Profundamente sumido en la lectura, noté apenas cómo se llegó junto a mí
Horacek, el sabio y bondadoso capellán de la Academia, el único entre nuestros
profesores que no fuera militar. Me tomó el libro de las manos, contempló la
cubierta y movió la cabeza. "¿Poemas de Rainer María Rilke?",
preguntó pensativo. Y, hojeando luego al azar, recorrió algunos versos con la
vista, miró meditabundo a lo lejos, e inclinó por fin la frente, musitando:
"Así, pues, el cadete Renato Rilke nos ha salido poeta..."
De
este modo supe yo algo del niño delgado y pulido, entregado por sus padres más
de quince años atrás a la Escuela Militar Elemental de Sankt Poelten, para que
algún día llegase a oficial. Horacek había estado de capellán en aquel
establecimiento y aun recordaba muy bien al antiguo alumno. El retrato que de
él me hizo fue el de un joven callado, serio y dotado de altas cualidades, que
gustoso manteníase retraído y soportaba con paciencia la disciplina del
internado. Al terminar el cuarto curso, pasó junto con los demás alumnos a la
Escuela Militar Superior de Weisskirchen, en Moravia. Allí, por cierto, echose
de ver que su constitución no era bastante recia, y así sus padres tuvieron que
retirarlo del establecimiento, haciéndole proseguir estudios en Praga, cerca
del hogar. De cómo siguió desarrollándose luego el camino externo de su vida,
ya nada supo referirme Horacek.
Por
todo ello, será fácil comprender que yo, en aquel mismo instante, decidiera
enviar mis ensayos poéticos a Rainer Maria Rilke y solicitar su dictamen. No
cumplidos aún los veinte años, y hallándome apenas en el umbral de una carrera,
que en mi íntimo sentir era del todo contraria a mis inclinaciones, creía que
si acaso podía esperar comprensión de alguien, había de encontrarla en el autor
de "Para mi propio festejo". Y sin que lo hubiese premeditado, tomó
cuerpo y juntose a mis versos una carta, en la cual me confiaba tan francamente
al poeta como jamás me confié, ni antes ni después, a ningún otro ser.
Muchas
semanas pasaron hasta que llegó la respuesta. La carta, sellada con lacre azul,
pesaba mucho en la mano, y, en el sobre, que llevaba la estampilla de París,
veíanse los mismos trazos claros, bellos y seguros, con que iba escrito el
texto, desde la primera línea hasta la última. Iniciada de esta manera mi
asidua correspondencia con Rilke, prosiguió hasta el año 1908, y fue luego
enriqueciéndose poco a poco, porque la vida me desvió hacia unos derroteros de
los que precisamente había querido preservarme el cálido, delicado y conmovedor
desvelo del poeta.
Pero
esto no tiene importancia. Lo único importante son las diez cartas que siguen.

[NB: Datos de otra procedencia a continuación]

Issue #4205, opened 2026-09-09
Relationship graph: index every IfcRelationship subtype with schema-derived slots


louistrue:
Parent: #4201 (The whole schema, first class). Frontier: nothing falls through.

## Problem

`RelationshipType` in `packages/data/src/types.ts:203-233` has 17 values. IFC4X3 declares roughly 46 concrete `IfcRelationship` subtypes. Not indexed at all: IfcRelAssociatesConstraint, IfcRelAssociatesApproval, IfcRelAssociatesLibrary, IfcRelAssignsToActor, IfcRelAssignsToResource, IfcRelAssignsToProcess, IfcRelAssignsToControl, IfcRelDeclares, IfcRelInterferesElements, IfcRelCoversBldgElements, IfcRelCoversSpaces, IfcRelServicesBuildings, IfcRelProjectsElement, IfcRelPositions, IfcRelAdheresToElement, IfcRelFlowControlElements, IfcRelSequence. Two are folded with loss: IfcRelNests onto Aggregates and IfcRelAssignsToGroupByFactor onto AssignsToGroup, dropping `Factor` (`packages/parser/src/columnar-parser-indexes.ts:87,103`). The gate set is hand-written (`columnar-parser-indexes.ts:60-77`, `:130-152`, "This set is the GATE"), and each of #3964, #3237 and #1075 was one relationship or group class that list forgot.

The relating/related attribute slots are also hand-written per class (`apps/server/src/services/data_model/relationships.rs:142-153`, `packages/cli/src/commands/subset-relations.ts`), which #4123 already showed the registry can derive.

## Scope

- Index every `IfcRelationship` subtype of the model's schema as a typed edge (class, relating, related set), with the slot positions derived from the schema registry per version, not from a table.
- Keep the existing 17 `RelationshipType` values as stable views over the generic edges so `packages/cache` and every current consumer keep their answers.
- Surface the new edges in `RelationshipsCard`, `bim.query` and MCP with the exact IfcRel* name, per the schema-fidelity rule in AGENTS.md.
- Server `relationships.rs` derives the same way (parity test against the TS side, as `rooted_type_parity.rs` does).

## Ends when

The drop census (#4208) reports zero `IFCREL*` classes seen-but-unindexed on the bundled corpus, and a fixture carrying one of each relationship class round-trips every edge through `RelationshipsCard` and `bim.query`.

## Out of scope

[...]

Issue #3964, opened 2026-09-05
Server relationships.rs never extracts IfcRelAssignsToGroup, so the Groups panel/By-Zone lens/IDS partOf are silently empty for server-parsed models


BIMvoice:
## The defect

`apps/server/src/services/data_model/relationships.rs`'s `extract_relationships` only extracts nine `IfcRel*` types (lines 19-29):

```rust
let rel_types = [
    "IFCRELCONTAINEDINSPATIALSTRUCTURE", "IFCRELAGGREGATES",
    "IFCRELDEFINESBYPROPERTIES", "IFCRELDEFINESBYTYPE",
    "IFCRELASSOCIATESMATERIAL", "IFCRELASSOCIATESCLASSIFICATION",
    "IFCRELASSOCIATESDOCUMENT",
    "IFCRELVOIDSELEMENT", "IFCRELFILLSELEMENT",
];
```

The TS/WASM path's relationship graph (`packages/parser/src/columnar-parser-indexes.ts:59-105`, `RELATIONSHIP_TYPES` / `REL_TYPE_MAP`, "MUST cover ALL RelationshipType enum values (15 types total)") also resolves:

- `IFCRELASSIGNSTOGROUP`, `IFCRELASSIGNSTOGROUPBYFACTOR` → `RelationshipType.AssignsToGroup`
- `IFCRELASSIGNSTOPRODUCT` → `RelationshipType.AssignsToProduct`
- `IFCRELNESTS` → `RelationshipType.Aggregates`
- `IFCRELCONNECTSPATHELEMENTS`, `IFCRELCONNECTSELEMENTS`, `IFCRELCONNECTSPORTTOELEMENT`, `IFCRELCONNECTSPORTS`
- `IFCRELSPACEBOUNDARY`
- `IFCRELREFERENCEDINSPATIALSTRUCTURE`

None of these ten types appear anywhere in `apps/server/src` (confirmed by grep across the whole crate, including the generated `attr_indices.rs`), so a server-parsed model's `DataModel.relationships` never contains a row for any of them — the type simply never reaches the client.

## Confirmed user-visible consequence: the Groups panel (and "By Zone" lens, and IDS `partOf`)

`IFCRELASSIGNSTOGROUP` has a real, live consumer chain:

[...]

PR #4496, opened 2026-09-10
fix(parser): distinguish IfcRelNests and IfcRelAssignsToGroupByFactor from their broader edge buckets

BIMvoice:
## Summary

Refs #4205. This addresses the two **live folds** the issue names explicitly, not its full scope (a schema-derived edge index over all ~46 concrete `IfcRelationship` subtypes, replacing the hand-written 17-value `RelationshipType` enum and the hand-written relating/related attribute slots in `apps/server`'s `relationships.rs` / `packages/cli`). That migration spans `packages/data`, `packages/parser`, Rust, and CLI, and a half-done version would be worse than none — deliberately left alone here.

### Defect 1: `IfcRelNests` folded into `Aggregates`

Quoted before change, `packages/parser/src/columnar-parser-indexes.ts:67`:
```ts
// IfcRelNests is semantically a decomposition relationship; map it
// onto the same edge bucket so partOf checks for either traverse
// the same graph.
'IFCRELNESTS': RelationshipType.Aggregates,
```
A caller asking "what is aggregated under this object" could not tell a real `IfcRelAggregates` decomposition apart from an `IfcRelNests` one — both landed as the exact same edge type, with no way to recover which STEP keyword produced it.

### Defect 2: `IfcRelAssignsToGroupByFactor` folded into `AssignsToGroup`, dropping `Factor`

Quoted before change, `packages/parser/src/columnar-parser-indexes.ts:83`:
```ts
// Subtype of IfcRelAssignsToGroup (adds a Factor); same RelatingGroup /
// RelatedObjects membership semantics, so it shares the same edge type.
'IFCRELASSIGNSTOGROUPBYFACTOR': RelationshipType.AssignsToGroup,
```
`Factor` was unreachable from the relationship graph — the edge carries no attribute payload, and nothing resolved the relationship entity to read it back.

## Fix

Both STEP classes now **also** land on a second, distinct `RelationshipType` value (`Nests` = 3, `AssignsToGroupByFactor` = 62) in addition to their existing broader-bucket edge (`SECONDARY_REL_TYPE_MAP` in `columnar-parser-indexes.ts`, wired into the parse loop in `columnar-parser.ts`). This keeps every existing consumer of the broader bucket — `spatial-hierarchy-builder.ts`, `decomposition.ts`, `owning-project.ts`, the IDS `partOf`/ancestors bridge, `extractGroupMembersOnDemand` — unchanged, while making the narrower STEP class recoverable for a caller that needs it (`RelationshipsCard`, `bim.query`, drop census).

Importante para saber del mundo en que vivió y creó Rainer Maria Rilke.
Importante también para muchos que se desenvuelvan y se formen hoy y mañana. Y
ahí donde habla uno que es grande y único, deben callarse los pequeños. [1]
Franz Xaver Kappus
Berlín, junio de 1929
París, a 17 de febrero de 1903
Muy distinguido señor:
Hace sólo pocos días que me
alcanzó su carta, por cuya grande y afectuosa confianza quiero darle las
gracias. Sabré apenas hacer algo más. No puedo entrar en minuciosas
consideraciones sobre la índole de sus versos, porque me es del todo ajena
cualquier intención de crítica. Y es que, para tomar contacto con una obra de
arte, nada, en efecto, resulta menos acertado que el lenguaje crítico, en el
cual todo se reduce siempre a unos equívocos más o menos felices.

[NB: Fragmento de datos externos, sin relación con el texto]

Issue #4226, opened 2026-09-09
Reposition all loaded models with precise shared workspace placement


louistrue:
## The problem

Users load an IFC and a pointcloud, in either order, whose coordinates do not align. They need coarse positioning over large distances and precise corrections using snapping, live dimensions, keyboard values, and orthogonal constraints. The same workflow must support IFC–IFC, cloud–cloud, and mixed groups.

## Proposed solution

Implement a shared, non-destructive workspace translation for every loaded model, composed with existing georeference alignment. Keep source coordinates intact; rendering and spatial queries must agree. Manual coordinates use double precision and GPU placement must preserve local precision.

Accepted implementation scope:

- [x] Canonical placement contract and large-offset/small-correction precision evidence.
- [x] Atomic model/group translation, preview/cancel, undo/redo, locks, reset.
- [x] Reposition UI, coarse move-near, exact vector and reference-point coordinates, framing.
- [x] Point-to-point placement with existing mesh/scan snapping, axis/plane constraints, keyboard entry/nudges, live editable dimensions.
- [x] Both load orders, streamed and embedded clouds, instances, overlays, stale-operation cleanup.
- [x] Rendering/picking/bounds/measurements/sections/drawings/analysis agree or explicitly invalidate stale results.
- [x] Durable placement persistence and versioned exchange; explicit original-source versus placed export semantics.
- [ ] Mounted interaction tests, real model/scan demonstration, adversarial review, performance verdict, required CI green.

Rotation about a pivot is a separately scoped follow-up. Automatic registration, scaling, CRS repair, and transformed LAS/E57 writing are out of this translation release. Placement is local workspace state unless shared placement semantics are separately implemented and tested.

Implementation proceeds through coordinate prototype → placement engine → numeric/coarse UI → precise interaction → lifecycle/spatial consumers → persistence/release evidence. Stack reviewable PRs against this issue as needed. Completion is the complete demonstrated workflow above, not a renderer-only drag.

## Alternatives considered

Editing every IfcProduct placement is format-specific and costly. Mutating georeference metadata conflates registration with geographic meaning. Rewriting all vertices on drag loses precision and costs memory bandwidth. A scan-only panel duplicates the interaction and coordinate paths. Automatic registration does not replace exact manual placement.

## Authorization and accountability

[...]

PR #4498, opened 2026-09-10
fix(core): compare the scanned IFCPROJECT keyword case-insensitively

### LINKED ISSUE #4497: Non-uppercase STEP keywords silently produce wrong geometry (1000x unit-scale error, dropped georeferencing)
A STEP file whose keywords are not uppercase silently produces **wrong geometry**, not an error. Confirmed by running, on `upstream/main` @ `18c5aa18e`.

**The headline: a 1000× unit-scale error.**

`rust/core/src/decoder.rs::length_unit_scale()` (and `plane_angle_to_radians()`) scan raw entities and compare `type_name == "IFCPROJECT"`. With a minimal millimetre-unit fixture whose keywords are lowercased (`ifcproject`, `ifcunitassignment`, `ifcsiunit`, …), `length_unit_scale()` returns **`1`** instead of **`0.001`**. That scale feeds curve tessellation in `rust/geometry`, appearance and texture mapping in `rust/processing/src/appearance/*`, and unit conversion in `rust/export` — all silently wrong.

Verified by adding a throwaway test in a scratch worktree (`cargo test -p ifc-lite-core`), discarded afterwards.

**Root cause.** `rust/core/src/parser/scanner.rs::EntityScanner::next_entity()` (~lines 258–267) returns the keyword as a **raw slice from file bytes, unnormalised**. Downstream, consumers disagree:

- **Normalising**: `schema_helpers.rs::{has_geometry_by_name, geometry_flags_by_name, legacy_aware_ifc_type}` via `normalise_uppercase`; `processor/quick_metadata.rs::is_quick_spatial_type_ci` via `eq_ignore_ascii_case`.
- **Not normalising**: raw `==` against uppercase literals.

Where two such paths resolve the same type over the same scan, they disagree. The starkest example is `processor/mod.rs`, where **the same loop** evaluates `type_name == "IFCPROJECT"` (line ~708) and `is_quick_spatial_type_ci(type_name)` (line ~606) on the same value.

**Four instances found:**

1. **`decoder.rs::length_unit_scale()` / `plane_angle_to_radians()`** — the 1000× error above. Its own fallback, `prepass.rs::find_ifcproject_id_inner`, is *also* case-sensitive (`memmem::find(..., b"IFCPROJECT(")`), so both twins fail together. **Run-confirmed.**
2. **`rust/processing/src/georeferencing.rs::georeferencing_candidate_type()`** (~line 144) — a raw `match` on `"IFCMAPCONVERSION" | …`. **Run-confirmed**: `georeferencing_candidate_type("ifcsite")` → `None` while `is_quick_spatial_type_ci("ifcsite")` → `true`. A file with lowercase `ifcsite`/`ifcmapconversion` gets no georeferencing candidates, so `extract_georeferencing()` returns nothing despite valid data.
3. **`processor/mod.rs`** (~lines 708–713) — `project_id`/`site_entity_pos`/`building_entity_pos` compared raw, feeding `site_transform`/`building_transform`, while neighbouring lines in the same loop normalise. Read-confirmed.
4. **`rust/processing/src/appearance/context.rs::Context::new()`** (~lines 21–27) — the cleanest illustration: within one `if`, two OR-arms normalise (`has_geometry_by_name`, `is_representationless_spatial_container_by_name`) and one does not (`name == "IFCSITE"`). Feeds `length_unit_scale` and the RTC offset for the appearance pass. Read-confirmed.

**Ruled out** (checked, consistent): `rust/geometry/src/processors/advanced_face/*` (compares an explicitly `.to_uppercase()`d value); `rust/core/src/units.rs` (operates on already-`IfcType`-decoded entities); `legacy_entities.rs` on `main` (reached only via `legacy_aware_ifc_type`, which normalises); and the TS `byType` map in `packages/parser`, which uppercases at both insertion and lookup.

**On the fix — your call, and I have not touched it.** Normalising once at the scanner would fix all four at the source, but `next_entity()` returns a borrowed slice on a hot path, so making it canonical means either an allocation or pushing every consumer to a case-insensitive compare. Fixing the four sites individually is smaller but leaves the same trap for the next consumer. That trade-off is a design decision rather than a mechanical fix, which is why this is an issue and not a PR.

Happy to implement whichever shape you prefer. If it helps, the single highest-value fix is #1 — the unit scale — since a silent 1000× error is materially worse than the others.

Context: found while fixing a related case-sensitivity defect in PR #4495, where `legacy_attribute_names()` matched case-sensitively while `legacy_aware_ifc_type()` normalised, so a lowercase `ifcproxy` row got its attribute **values labelled with another class's names**.

BIMvoice:
## Summary

`EntityScanner::next_entity()` returns the STEP keyword as a raw, unnormalised slice. STEP keyword case is not significant per ISO 10303-21, so every case-sensitive comparison against that slice is a silent wrong-answer bug. This PR fixes the two instances issue #4497 names as user-visible.

### 1. 1000x unit-scale error (`rust/core`)

`EntityDecoder::length_unit_scale()` and `plane_angle_to_radians()` (`rust/core/src/decoder.rs`) compared the slice against `"IFCPROJECT"` with `==`. A file whose keywords are lowercase or CamelCase never matched, so `project_id` stayed `None` and both resolvers silently defaulted to `1.0`. On a millimetre model this is a silent 1000x scale error feeding curve tessellation, appearance/texture mapping, and unit conversion.

`find_ifcproject_id_inner` (`rust/processing/src/prepass.rs`) — the fallback `resolve_unit_scales` uses when no project-id hint is available — had the same defect one level down: its `memchr::memmem::find` search for the literal byte string `b"IFCPROJECT("` was also case-sensitive. Both are fixed together, since fixing only the primary path would leave the fallback silently preserving the bug.

- `decoder.rs`'s two comparisons now use `type_name.eq_ignore_ascii_case("IFCPROJECT")` rather than `schema_helpers::normalise_uppercase`: the comparison is against one fixed literal, so there's nothing to reuse an allocated canonical form for, and `processor/quick_metadata.rs` already uses `eq_ignore_ascii_case` for exactly this shape of comparison.
- `prepass.rs`'s byte-level search can't use a string helper directly (it operates pre-UTF8-decode). It now prefilters one byte with `memchr::memchr2` (still SIMD-accelerated) and verifies the rest of the keyword with an explicit ASCII case-insensitive byte compare — no new dependency. The prefilter byte is `J`, not the leading `I`: see "Scan cost" below.

### 1b. A string-literal false positive returned a wrong id and stopped the search

Found in review of the round above, and fixed here because the case-insensitive match widens it. `find_ifcproject_id` backtracks from `IFCPROJECT(` to a `#<digits>=` prefix and accepted it wherever it found one — including inside a STEP string literal. On

```
DATA;
#5=IFCWALL('note: #9=ifcproject( in the source',$);
#7=IFCPROJECT('g',$);
```

it returned `Some(9)` **and returned early**, so the real `#7` was never reached. `extract_length_unit_scale` then rejects `#9` on its own `IFCPROJECT` type guard and `resolve_unit_scales`'s `unwrap_or(1.0)` fires — the exact silent 1000x default this PR exists to remove.

The hazard is pre-existing in kind (the code's own comment named the in-string case), but case-insensitivity widens it: before, only an *uppercase* `#N=IFCPROJECT(` inside a literal could fool the scan; now ordinary lowercase or CamelCase prose in a description or comment does.

The fix requires the `#` to actually start a record — preceded, across trivia, by `;` or the start of input, which ISO 10303-21 guarantees for every declaration. A `/* … */` comment is legal wherever whitespace is, so the backward walk skips one, mirroring `skip_step_trivia`'s forward allowance in the scanner; a real declaration behind a comment is not refused.

I chose this over the stricter alternative (validate that the found id decodes to an `IFCPROJECT`, and keep scanning if not). That one is more robust — it would also reject a decoy written as `'…;#9=ifcproject('` — but it costs an entity index per candidate, which is the O(file)-scan-per-decoder class `resolve_unit_scales`'s own doc comment exists to keep dead. This keeps the function a single linear byte pass.

### 1c. Scan cost: the case-insensitive match made the scan ~14x slower; fixed

`memchr2('I', 'i')` is the worst possible prefilter for this keyword: every IFC keyword starts with `I` and IFC GUIDs are dense in `I`/`i`, so a project-less file hits on nearly every record and the verify loop dominates. The worst case is reachable on exactly the files this PR targets — a lowercase file yields no project-id hint from `processor/mod.rs`, so this fallback runs, and IfcOpenShell emits `IFCPROJECT` near the END of the file.

Measured in release on a 20 MB synthetic file with no `IFCPROJECT` (7 runs, best-worst):

| scan | time |
|---|---|
| `memmem` (case-SENSITIVE — what this PR replaced) | 0.75-0.98 ms |
| `memchr2('I','i')` (previous head of this PR) | 7.56-13.08 ms |
| `memchr2('J','j')` + candidate at `j - 6` (this head) | 0.33-0.36 ms |

`J` occurs in almost nothing else in an IFC file. It sits at index 6 of `IFCPROJECT(`, so a hit at `j` means a candidate start of `j - 6`; a `J` in the first 6 bytes, or one whose candidate falls behind the caller's resume point, cannot open a match and is skipped.

### 2. Dropped georeferencing (`rust/processing`)

`georeferencing_candidate_type` (`rust/processing/src/georeferencing.rs`) classified candidates with a case-sensitive `match` on `"IFCMAPCONVERSION" | "IFCMAPCONVERSIONSCALED" | "IFCPROJECTEDCRS" | "IFCPROPERTYSET" | "IFCSITE"`. A lowercase- or CamelCase-keyword file therefore produced an **empty** candidate list and the model reported **no georeferencing at all**, despite carrying a complete `IfcMapConversion`. It gates both `extract_georeferencing_with_index` and the native geometry scan in `processor/mod.rs`, so both paths were affected.

The divergence was observable inside a single loop: in `processor/mod.rs`'s scan, `georeferencing_candidate_type("ifcsite")` returned `None` while its sibling `is_quick_spatial_type_ci("ifcsite")` returned `true` on the same slice. A drift guard test now pins those two to agree on every spelling of `IFCSITE`.

Fixed with `eq_ignore_ascii_case` against the fixed literals — no allocation on a per-entity hot path.

## Verification

**Unit scale (`rust/core` + `prepass.rs`), unchanged from the earlier review round:**
- Repro before the fix: a lowercase-keyword millimetre fixture made `length_unit_scale()` return `1.0` instead of `0.001`. RED → GREEN on the same fixture.
- Uppercase control unchanged; mixed case (`IfcProject`/`IfcUnitAssignment`/`IfcSiUnit`) resolves correctly.
- `find_ifcproject_id` tested directly with lowercase/mixed-case/whitespace/CRS-collision fixtures, plus an end-to-end `resolve_unit_scales(..., None, ...)` test that forces the no-hint fallback.
- `plane_angle_to_radians` covered separately with a lowercase DEGREE fixture.
- Each of the three sites individually mutated back to `==` with an `eprintln!` marker proving the mutated line ran; each reddened exactly its own tests.

**Record-start guard (1b), new in this round:** RED first — `find_ifcproject_id_skips_a_full_record_decoy_inside_a_string` returned `Some(9)` instead of `Some(7)` on the input above. GREEN after. Mutated the guard back out, replacing `starts_a_record(content, i - 1)` with `{ eprintln!("MUTATION PROBE: record-start guard bypassed"); true }`: the probe printed and the test reddened with `left: Some(9) right: Some(7)`. Two further tests pin the other direction, which is where such a guard goes wrong — a declaration behind a `/* … */` comment, and one at byte 0 with no preceding `;` — since a false negative here is the same silent `1.0` default as a miss.

**Scan equivalence (1c), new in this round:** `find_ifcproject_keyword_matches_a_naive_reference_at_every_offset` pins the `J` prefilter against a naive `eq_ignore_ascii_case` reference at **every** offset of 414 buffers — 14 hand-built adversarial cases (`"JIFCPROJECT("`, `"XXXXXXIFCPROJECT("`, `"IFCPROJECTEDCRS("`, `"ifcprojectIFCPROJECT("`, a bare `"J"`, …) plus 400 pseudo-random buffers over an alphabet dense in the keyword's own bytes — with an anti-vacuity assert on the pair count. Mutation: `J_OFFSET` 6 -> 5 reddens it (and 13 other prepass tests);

Las cosas no son todas tan
comprensibles ni tan fáciles de expresar como generalmente se nos quisiera
hacer creer. La mayor parte de los acontecimientos son inexpresables; suceden
dentro de un recinto que nunca holló palabra alguna. Y más inexpresables que
cualquier otra cosa son las obras de arte: seres llenos de misterio, cuya vida,
junto a la nuestra que pasa y muere, perdura.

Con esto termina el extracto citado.